Меньше сведений сохранилось о деятельности губных старост, получивших распространение в середине XVI в. При создании этого института был использован опыт функционирования городовых приказчиков, хотя организационные основы их деятельности были менее определенными. Еще в губном наказе селам Кирилло-Белозерского монастыря 1549 г. предусматривалась двойственность их положения. Не решенным оставался вопрос об их службе. Будучи выбранными местным населением, они не освобождались от государевой службы: «А которые старосты нашу службу служат, а от службы их отставити немочно, и те бы старосты нашу службу служили, а товарыщи их, которые не служат, с целовалники розбойные дела делали, розбойников имали»[758]

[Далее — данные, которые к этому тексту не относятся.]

PR #2240, opened 2024-09-10
feat: sort sources by members count

sshanzel:
Order the sources by members count depending if the parameter sent says true.

### DIFF
--- a/__tests__/__snapshots__/sources.ts.snap
+++ b/__tests__/__snapshots__/sources.ts.snap
@@ -128,19 +128,6 @@ Object {
 }
 `;
 
-exports[`query source current member should return current member as blocked 1`] = `
-Object {
-  "source": Object {
-    "currentMember": Object {
-      "permissions": Array [],
-      "role": "blocked",
-      "roleRank": -1,
-    },
-    "id": "a",
-  },
-}
-`;
-
 exports[`query source current member should return current member as member 1`] = `
 Object {
   "source": Object {
--- a/__tests__/sources.ts
+++ b/__tests__/sources.ts
@@ -514,6 +514,9 @@ describe('query mostRecentSources', () => {
   `;
 
   it('should return most recent sources', async () => {
+    await con
+      .getRepository(Source)
+      .update({ id: In(['a', 'b']) }, { type: SourceType.Machine });
     const res = await client.query(QUERY);
     expect(res.errors).toBeFalsy();
     expect(res.data).toMatchObject({
@@ -773,7 +776,7 @@ query Source($id: ID!) {
       .getRepository(SourceMember)
       .update({ userId: '1' }, { role: SourceMemberRoles.Blocked });
     const res = await client.query(QUERY, { variables: { id: 'a' } });
-    expect(res.data).toMatchSnapshot();
+    expect(res.data.source).toBeNull();
   });
 
   it('should not return post permission in case memberPostingRank is set above user roleRank', async () => {
@@ -1115,9 +1118,7 @@ query Source($id: ID!) {
   it('should return source url', async () => {
     const res = await client.query(QUERY, { variables: { id: 'a' } });
     expect(res.errors).toBeFalsy();
-    expect(res.data.source.permalink).toEqual(
-      'http://localhost:5002/sources/a',
-    );
+    expect(res.data.source.permalink).toEqual('http://localhost:5002/squads/a');
   });
 
   it('should return squad url', async () => {
@@ -1431,10 +1432,10 @@ describe('query mySourceMemberships', () => {
     const res = await client.query(createQuery(SourceType.Squad));
     expect(res.errors).toBeFalsy();
     expect(res.data.mySourceMemberships).toBeDefined();
-    expect(res.data.mySourceMemberships.edges).toHaveLength(1);
+    expect(res.data.mySourceMemberships.edges).toHaveLength(2);
     expect(
       res.data.mySourceMemberships.edges.map(({ node }) => node.source.id),
-    ).toEqual(['squad']);
+    ).toEqual(expect.arrayContaining(['a', 'squad']));
   });
 });
 
@@ -2871,14 +2872,12 @@ describe('mutation joinSource', () => {
 
   it('should throw error when joining non squad source', async () => {
     loggedUser = '1';
+    await con
+      .getRepository(Source)
+      .update({ id: 'a' }, { type: SourceType.Machine });
     return testMutationErrorCode(
       client,
-      {
-        mutation: MUTATION,
-        variables: {
-          sourceId: 'a',
-        },
-      },
+      { mutation: MUTATION, variables: { sourceId: 'a' } },
       'FORBIDDEN',
     );
   });
@@ -3462,12 +3461,14 @@ describe('Source flags field', () => {
     expect(res.errors).toBeFalsy();
     expect(res.data.source.flags).toEqual({
       ...defaultPublicSourceFlags,
+      totalMembers: 2,
       featured: true,
     });
   });
 
   it('should return default values for unset flags', async () => {
     loggedUser = '1';
+    await con.getRepository(Source).update({ id: 'a' }, { flags: {} });
     const res = await client.query(QUERY);
     expect(res.data.source.flags).toEqual(defaultPublicSourceFlags);
   });
--- a/__tests__/sources.ts
+++ b/__tests__/sources.ts
@@ -237,6 +237,7 @@ describe('query sources', () => {
     featured: boolean;
     filterOpenSquads: boolean;
     categoryId: string;
+    sortByMembersCount: boolean;
   }
 
   const QUERY = ({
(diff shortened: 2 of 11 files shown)


src/schema/sources.ts
```diff
@@ -1252,6 +1258,13 @@ export const resolvers: IResolvers<unknown, BaseContext> = traceResolvers<
             );
           }
 
+          if (args.sortByMembersCount) {
+            builder.queryBuilder.orderBy(
+              `${builder.alias}."membersCount"`,
```
capJavert: this is could be heavy query since we order over `count(*)`, not ideal

sshanzel: My thoughts too initially. Maybe we can store it in the flags column then add some triggers. Wdyt?

src/migration/1725988464760-SourceMembersIndex.ts
```diff
@@ -0,0 +1,15 @@
+import { MigrationInterface, QueryRunner } from 'typeorm';
+
+export class SourceMembersIndex1725988464760 implements MigrationInterface {
+  name = 'SourceMembersIndex1725988464760';
+
+  public async up(queryRunner: QueryRunner): Promise<void> {
+    await queryRunner.query(
+      `CREATE INDEX "IDX_source_flags_total_members" ON post USING HASH (((flags->'totalMembers')::integer))`,
```
capJavert, line 8: Checked index is used with `EXPLAIN ANALYZE`?

src/entity/Source.ts
```diff
@@ -29,13 +29,15 @@ export interface SourceFlagsPublic {
...
   totalUpvotes: number;
+  totalMembers: number;
 }
 
 export const defaultPublicSourceFlags: SourceFlagsPublic = {
   featured: false,
   totalViews: 0,
   totalPosts: 0,
   totalUpvotes: 0,
+  totalMembers: 0,
```
capJavert, line 40: We are gonna have to backfill too?

src/migration/1725988464760-SourceMembersIndex.ts
sshanzel: Haven't tried that, let me check.

src/entity/Source.ts
sshanzel: Yes. We should have a script to fix this.

src/migration/1725988464760-SourceMembersIndex.ts
```diff
@@ -0,0 +1,15 @@
+import { MigrationInterface, QueryRunner } from 'typeorm';
+
+export class SourceMembersIndex1725988464760 implements MigrationInterface {
+  name = 'SourceMembersIndex1725988464760';
+
+  public async up(queryRunner: QueryRunner): Promise<void> {
+    await queryRunner.query(
+      `CREATE INDEX "IDX_source_flags_total_members" ON source USING BTREE (((flags->>'totalMembers')::integer))`,
```
sshanzel, line 8: @capJavert I updated the index, but I don't seem to see any line that says about the index being utilized:

Screenshot 2024-09-11 at 5 47 32 PM

rebelchris: Index is ::integer sort is using ::text)::integer

With JSON it comes very precise.
Also make sure you have enough records locally so it actually hits the index 🙏

sshanzel: I actually tried that locally too but no luck 😭 
Screenshot 2024-09-11 at 5 56 50 PM

sshanzel: This was the result. Could it be that the `DESC` part makes it messed up?

Screenshot 2024-09-11 at 5 58 20 PM

capJavert: Let me take a look.

capJavert: @sshanzel for me it shows up 
image

capJavert: did you apply the index migration locally on your db?

__tests__/__snapshots__/sources.ts.snap
```diff
@@ -128,19 +128,6 @@ Object {
 }
 `;
 
-exports[`query source current member should return current member as blocked 1`] = `
```
sshanzel, line 131: Replaced with a better expect statement.

__tests__/sources.ts
```diff
@@ -695,7 +776,7 @@ query Source($id: ID!) {
       .getRepository(SourceMember)
       .update({ userId: '1' }, { role: SourceMemberRoles.Blocked });
     const res = await client.query(QUERY, { variables: { id: 'a' } });
-    expect(res.data).toMatchSnapshot();
```
sshanzel, line 698: As seen from the snapshot, there was actually some data to be returned, but it was actually a false return. When a source has members, then it is definitely a Squad. Now that we turned the Squad requested here, the query returned the expected behavior which is not to return anything since you are blocked from the Squad.

bin/syncMembersCount.ts
```diff
@@ -0,0 +1,53 @@
+import fastq from 'fastq';
```
sshanzel, line 1: Tested locally. Worked as intended.

__tests__/sources.ts
```diff
@@ -421,6 +434,71 @@ describe('query sources', () => {
...
+
+    const [cSquad, aSquad, bSquad] = res.data.sources.edges;
+    expect(cSquad.node.id).toEqual('c');
+    expect(aSquad.node.id).toEqual('a');
+    expect(bSquad.node.id).toEqual('b');
+    const isBiggest = res.data.sources.edges
+      .filter(({ node }) => node.id !== 'c')
+      .every(
+        ({ node }) => cSquad.node.flags.totalMembers > node.flags.totalMembers,
+      );
```
capJavert, line 479: This is a bit clunky evaluation because you are only checking if first not is the biggest but interim notes can still be out of order, better to do something like `expect(res.data.sources.edges.map(item => item.id)).toBe(['a', 'b'])`

capJavert: Same for below test.

src/migration/1725988464760-SourceMembersIndex.ts
sshanzel: @capJavert as discussed, the index worked on certain instances, let's see how it behaves in prod data (we will run the explain analyze after merge).

src/graphorm/index.ts
```diff
@@ -377,14 +383,6 @@ const obj = new GraphORM({
             base64(`time:${new Date(node.createdAt).getTime()}`),
         },
       },
-      membersCount: {
```
capJavert, line 380: This was not used in queries from FE?

src/schema/sources.ts
```diff
@@ -2034,5 +2048,7 @@ export const resolvers: IResolvers<unknown, BaseContext> = traceResolvers<
 
       return referralUrl;
     },
+    membersCount: (source: GQLSource): number =>
+      source?.flags?.totalMembers ?? 0,
```
capJavert, line 2052: Why did we moved it here from graphorm?

src/graphorm/index.ts
capJavert: https://github.com/dailydotdev/daily-api/pull/2240#discussion_r1754221733

src/schema/sources.ts
sshanzel: Good point. Let's revert it.

__tests__/sources.ts
sshanzel: I created a function to determine whether the list is sorted or not. Would love to hear what you think of it.

capJavert: I think it over complicates, in tests you don't want abstractions, you want a point blank comparison, so if you are expecting 4 elements in order we should just check that. 

```
expect(res.data.sources.edges.map(({ node }) => node.id)).toEqual([
  'c',
  'a',
  'b',
  'squad',
])
```

sshanzel: Cool. Let's do that.

sshanzel: My worry is that it might produce a flaky test, hence introduced a strict function.

sshanzel: Yep, I am getting it now locally on the unordered list.

capJavert: > My worry is that it might produce a flaky test, hence introduced a strict function.

Its not really strict but its a function that evaluates what it gets vs what test expects. If its flaky then we need to fix the fixtures. For example you can introduce uniquely IDed members as here https://github.com/dailydotdev/daily-api/pull/2236#discussion_r1750173450

src/schema/sources.ts
capJavert: We can remove from here

sshanzel: Done 🎉

__tests__/sources.ts
sshanzel: I mean it is strict that the list must not be ordered which is one of the ways we can check whether they received the props or not that we are trying to identify. Although, tests should be deterministic, and the root cause it fails is yes, the fixtures.

capJavert (approved):

__tests__/__snapshots__/sources.ts.snap
rebelchris: NICE! I love this :D

rebelchris (approved):
Nice looks good :)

.Отрывок «боярской книги» 1556/57 г. показывает, что у центрального правительства и в дальнейшем также не сложилось понимания принципов их службы. Всего в этом источнике упоминаются трое губных старост: Г.В. Щур Курчев, Я. Гневашев Рогатого Бесстужев и С.И. Наумов. Все они пропустили серпуховский смотр 1556 г., выполняя в это время свои должностные обязанности. Составители «боярской книги», однако, не торопились вычеркивать их из действующих списков. Они были учтены среди получателей жалованья и продолжали фигурировать в списках к «кормленному верстанию». Савелий Иванов Наумов (если это одно и то же лицо с Саввой Ивановым Наумовым, возле имени которого в Дворовой тетради стоит помета «умре») в 1560-х несколько раз отметился в качестве поручителя. В том числе упоминается в опричном списке поручителей по З.И. Очине Плещееве 1565/66 г. В Дворовой тетради он был отмечен по Калуге[759]
, которая оставалась во второй половине 1560-х гг. в земщине. Вполне вероятно, что он был взят в состав опричнины за индивидуальные достижения и, следовательно, продолжил службу уже после своего пребывания на должности губного старосты.Видно, что названные губные старосты, в отличие от их современника Невежи Лопатина, в полном объеме сохраняли за собой прежние владения.

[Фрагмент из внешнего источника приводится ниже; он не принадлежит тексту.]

PR #2867, opened 2025-06-16
feat: post boost workers

sshanzel:
Introduce two new workers that will listen on these two topics:
- api.v1.post_boost_completed (subscriber is a notification worker).
- api.v1.post_boost_canceled.

Refactored the transferCores to not inherently use the context guard to make it work with bg workers.

### Jira ticket
MI-888

### DIFF
--- a/__tests__/workers/postBoostCanceledCores.ts
+++ b/__tests__/workers/postBoostCanceledCores.ts
@@ -258,7 +258,6 @@ describe('postBoostCanceledCores worker', () => {
     const postId = 'p4';
     const refundAmountUsd = -1.5;
     const campaignId = 'campaign-negative';
-    const expectedCores = Math.floor(usdToCores(refundAmountUsd));
 
     await expectSuccessfulTypedBackground(worker, {
       userId,
@@ -271,8 +270,7 @@ describe('postBoostCanceledCores worker', () => {
       .getRepository(UserTransaction)
       .find({ where: { receiverId: userId } });
 
-    expect(transactions).toHaveLength(1);
-    const transaction = transactions[0];
-    expect(transaction.value).toBe(expectedCores);
+    // Should not create a transaction for negative refund amounts
+    expect(transactions).toHaveLength(0);
   });
 });
--- a/src/workers/postBoostCanceledCores.ts
+++ b/src/workers/postBoostCanceledCores.ts
@@ -16,6 +16,17 @@ const worker: TypedWorker<'api.v1.post-boost-canceled'> = {
     const { data } = message;
     const { userId, postId, refundAmountUsd, campaignId } = data;
 
+    if (refundAmountUsd < 0) {
+      logger.error(
+        {
+          data,
+          messageId: message.messageId,
+        },
+        'Cannot accept negative value for refund',
+      );
+      return;
+    }
+
     try {
       const { transactionId } = await con.transaction(async (entityManager) => {
         const post = await entityManager


src/common/njord.ts
```diff
@@ -192,111 +192,115 @@ const parseBalanceUpdate = ({
...
-export const transferCores = createAuthProtectedFn(
-  async ({
-    transaction,
-    entityManager,
-  }: TransferProps): Promise<TransferResult> => {
-    // TODO feat/transactions check if session is valid for real on whoami endpoint
+type TransferPropsRaw = Pick<TransferProps, 'transaction' | 'entityManager'>;
 
-    const njordClient = getNjordClient();
+export const transferCoresRaw = async ({
```
sshanzel, line 197: Nothing changed here really, just the indents and the type of the props to receive (from TransferProps to TransferPropsRaw).

capJavert: Context guard is important, you can resolve user from worker side, it only requires `userId`

src/common/njord.ts
```diff
@@ -1071,3 +1075,7 @@ export const throwUserTransactionError = async ({
 export const coresToUsd = (cores: number): number => {
   return cores / 100; // 100 Cores = 1 USD
 };
+
+export const usdToCores = (usd: number): number => {
+  return usd * 100; // 1 USD = 100 Cores
```
capJavert, line 1080: usd could be non integer so we need to make sure Cores are always integer

src/workers/notifications/postBoostCompleted.ts
```diff
@@ -0,0 +1,36 @@
...
+
+const worker = generateTypedNotificationWorker<'api.v1.post-boost-completed'>({
+  subscription: 'api.post-boost-completed-notification',
+  handler: async ({ userId, postId, campaignId }, con) => {
+    await queryReadReplica(con, ({ queryRunner }) => {
+      return queryRunner.manager
+        .getRepository(Post)
+        .update(
+          { id: postId },
+          { flags: updateFlagsStatement<Post>({ boosted: false }) },
```
capJavert, line 16: This won't work, you can't do writes on read replica

src/workers/postBoostCanceledCores.ts
```diff
@@ -0,0 +1,84 @@
...
+  subscription: 'api.post-boost-canceled-cores',
+  handler: async (message, con, logger): Promise<void> => {
+    const { data } = message;
+    const { userId, postId, refundAmountUsd, campaignId } = data;
+
+    try {
+      const { transactionId } = await queryReadReplica(
+        con,
+        async ({ queryRunner }) => {
+          const entityManager = queryRunner.manager;
```
capJavert, line 24: Again, can't do writes on read replica

src/common/njord.ts
sshanzel: It was asking for `isTeamMember`, and I think it loses its purpose if I just override that value.

src/common/njord.ts
sshanzel: Right. Yeah, let's do the removal of decimal places here.

src/common/njord.ts
capJavert: let me take a look, probably just types

sshanzel:
@vpol Introduced two topics as below 🙏 

- api.v1.post_boost_completed (subscriber is a notification worker).
- api.v1.post_boost_canceled.

Both just needs:
- post id.
- user id.
- campaign id.

Then the cancelation topic just needs `refundAmountUsd`.

src/common/njord.ts
sshanzel: Amazing. Let me then revert this.

sshanzel: Done! 👌

src/common/njord.ts
```diff
@@ -1071,3 +1071,7 @@ export const throwUserTransactionError = async ({
 export const coresToUsd = (cores: number): number => {
   return cores / 100; // 100 Cores = 1 USD
 };
+
+export const usdToCores = (usd: number): number => {
+  return Math.floor(usd * 100); // 1 USD = 100 Cores
+};
```
capJavert, line 1077: Checked with product so they are aware we floor so users technically loos few cents?

src/workers/postBoostCanceledCores.ts
```diff
@@ -0,0 +1,78 @@
...
+
+        if (!post) {
+          return {};
+        }
+
+        const userTransaction = await entityManager
+          .getRepository(UserTransaction)
+          .save(
+            entityManager.getRepository(UserTransaction).create({
+              id: randomUUID(),
```
capJavert, line 33: Can we check here if there is already UserTransaction for cancellation refund, technically message could fail or be executed twice and then we would return the Cores to the user twice. 

Maybe if campaignId is UUID we can just use that as transactioId which will automatically dedup because njord will not allow duplicate transaction.

__tests__/workers/postBoostCanceledCores.ts
```diff
@@ -0,0 +1,278 @@
...
+      .find({ where: { receiverId: userId } });
+
+    expect(transactions).toHaveLength(1);
+    const transaction = transactions[0];
+    expect(transaction.value).toBe(expectedCores);
+  });
+
+  it('should handle negative USD amount (edge case)', async () => {
+    const userId = '4';
+    const postId = 'p4';
```
capJavert, line 258: What do we do if negative?

src/workers/postBoostCanceledCores.ts
sshanzel: We can use the campaign id on creation, but then that would mean we won't be able to use that here during refund.

capJavert (approved):

PR #2868, opened 2025-06-17
fix: slack message anon cycle

capJavert:
For anon subs cycle can be undefined if events come in out of place, also added `anonymous` fallback for those orders to avoid undefined.

AS-1128


omBratteng (approved):

sshanzel (approved):
Thanks for the fix! 🚀

PR #2870, opened 2025-06-18
chore: bump infra deps

omBratteng:


.circleci/config.yml
```diff
@@ -1,20 +1,19 @@
...
-  gcp-gcr: circleci/gcp-gcr@0.16.9
+  gcp-gcr: circleci/gcp-gcr@0.16.10
   pulumi: pulumi/pulumi@2.1.0
-  gcp-cli: circleci/gcp-cli@3.3.0
+  gcp-cli: circleci/gcp-cli@3.3.1
 jobs:
   build:
     docker:
-      - image: cimg/node:22.13
+      - image: cimg/node:22.15
```
capJavert, line 9: Keep it the same until we update main code? I know there are not really breaking changes, just easier to update in one go with search and replace.

.infra/package.json
```diff
@@ -7,12 +7,12 @@
...
-    "@pulumi/gcp": "^8.19.1",
-    "@pulumi/kubernetes": "^4.21.1",
-    "@pulumi/pulumi": "^3.150.0"
+    "@dailydotdev/pulumi-common": "^2.10.2",
+    "@pulumi/gcp": "^8.35.0",
+    "@pulumi/kubernetes": "^4.23.0",
+    "@pulumi/pulumi": "^3.177.0"
   },
-  "packageManager": "pnpm@9.14.4+sha256.26a726b633b629a3fabda006f696ae4260954a3632c8054112d7ae89779e5f9a",
+  "packageManager": "pnpm@10.12.1",
```
capJavert, line 15: Also keep it the same?

Dockerfile
```diff
@@ -16,14 +16,14 @@ RUN apt-get update \
 RUN mkdir -p /opt/app
 WORKDIR /opt/app
 
+RUN npm install -g corepack
```
capJavert, line 19: We want a specfic version of corepack since last time it broke everything

omBratteng: Can actually replace it with `corepack enable` and just use the one from the image?

package.json
```diff
@@ -151,7 +151,7 @@
     "@types/jsonwebtoken": "^9.0.9",
     "@types/lodash": "^4.17.17",
     "@types/markdown-it": "14.1.2",
-    "@types/node": "22.15.29",
+    "@types/node": "22.15.x",
```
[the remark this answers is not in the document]
omBratteng: npm accepts `x` as a wildcard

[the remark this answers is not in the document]
omBratteng: I also prefer fixed versions, except for patch versions of @types, because they usually updates more frequent to fix minor types, and don't align with the package they're typing. Like there is not nodejs version 22.15.32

Подавляющее большинство губных старост, для того чтобы избежать вероятных конфликтов с центральным правительством, набиралось, конечно, из числа отставленных от службы лиц. Н.Е. Носов отметил случай Меньшого И. Кафтырева. В Дворовой тетради возле его имени стояла помета: «У смотру отставлен 62-го». В 1566 г. он был одним из переславских губных старост. В отрывках мещерской десятни 1571 г. губной староста Рюма Угримов Протасьев был помещен после служилых детей боярских. В коломенской десятне 1577 г. также не были учтены местные губные старосты[760]

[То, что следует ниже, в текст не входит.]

PR #2871, opened 2025-06-18
fix: types in posts test

omBratteng:
Just solves some typing errors in the posts test. Leftovers from when I tried to get Claude to fix the test but explicitly told it to ignore TS errors, and it fixed TS errors instead and ignored test errors.

### DIFF
--- a/__tests__/posts.ts
+++ b/__tests__/posts.ts
@@ -76,6 +76,7 @@ import { rateLimiterName } from '../src/directive/rateLimit';
 import { badUsersFixture, usersFixture } from './fixture/user';
 import { PostCodeSnippet } from '../src/entity/posts/PostCodeSnippet';
 import {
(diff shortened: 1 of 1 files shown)


__tests__/posts.ts
```diff
@@ -6816,7 +6837,7 @@ describe('Source post moderation approve/reject', () => {
     await saveSquadFixtures();
     await con.getRepository(SourcePostModeration).save([
       {
-        id: pendingId,
+        id: pendingId as string,
```
capJavert, line 6840: Why are `as string` cases needed?

omBratteng: it was throwing me an error previously :triggered:, but when I removed it now, it doesn't.
Something about `string` not matching 
~~~
`${string}-${string}-${string}-${string}-${string}`
~~~

PR #2875, opened 2025-06-26
feat: move fully to mimir search

rebelchris:
Moving to mimir fully and added support for better dynamic filtering.


src/schema/search.ts
```diff
@@ -290,6 +335,111 @@ const meiliSearchResolver = feedResolver(
...
+}: {
+  contentCuration?: string[];
+  time?: SearchTime;
+}): Filter[] => {
+  const output: Filter[] = [
+    new Filter({
+      field: 'private',
+      condition: {
+        value: { value: false },
+        case: 'boolFilter' as const,
```
omBratteng, line 398: Can we put these strings in an enum or const object?

rebelchris:
bugbot run

src/integrations/retry.ts
```diff
@@ -142,8 +143,11 @@ export async function fetchParseBinary<T extends Message<T>>(
   parser: T,
 ): Promise<T> {
   const res = await fetch(url, fetchOpts);
+  if (isTest) {
+    // Jest only support mocks of JSON
+    return parser.fromJson(await res.json());
+  }
```
omBratteng, line 149: :lolsob:

omBratteng (approved):

src/integrations/retry.ts
capJavert: should be able to return binary from nock by using inverse method toBinary and json object? Or does the jest not support `res.arrayBuffer`?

.В рамках отдельных уездов существовало сразу несколько губ, где исполняли свои обязанности губные старосты. Отдельные губы охватывали крупные землевладельческие комплексы – Троице-Сергиев и Кирилло-Белозерский монастыри. Очевидно, что вопрос о разграничении полномочий губных учреждений во избежание должностных конфликтов решался из Москвы. А.К. Леонтьев, а вслед за ним и М.М. Кром обратили внимание на предусмотренную в ранних грамотах (1539–1541 гг.) возможность выбранным для сыска лицам преследовать разбойников за пределами подведомственных им территорий. Логичным кажется предположение, что к этому времени там, вероятно, еще не сложились губные учреждения. Эта особенность объясняет длительную неопределенность статуса губных старост. Постепенно размеры губ стали совпадать с уездными, но этот процесс значительно растянулся во времени[761]
.Набор городовых приказчиков и губных старост из числа местных детей боярских был обусловлен, скорее всего, организационными причинами. Дети боярские находились под учетом центрального правительства, что упрощало процедуру их назначения. Свою деятельность они осуществляли с имеющихся владений, хотя вопрос о нормах их поместного обеспечения не был еще окончательно решен. Не исключено, что сохранение наделов за городовыми приказчиками и губными старостами, равно как и за другими «приказными людьми» в системе управления на местах – ямскими и решеточными приказчиками, огневщиками, высыльщиками и т. д., – рассматривалось как своеобразная пенсия для отставных детей боярских. В рамках всего государства дети боярские не обладали монополией на занятие этих должностей. На территориях уездов, где отсутствовало служилое землевладение, должности в системе местного управления исполнялись выходцами из других слоев населения.
Трудно оценить реальную роль городовых приказчиков и губных старост в формировании внутрикорпоративных связей. В целом не слишком высокий статус (как отставленных от службы лиц) и постоянное обновление состава должны были превращать их во второстепенных персонажей, которые не способны были выступать в роли лидеров местных служилых миров середины XVI в. К этому стоит добавить сравнительно недолгое существование института губных старост, который к моменту введения опричнины не успел укорениться и стать связующим элементом между служилыми людьми того или иного уезда.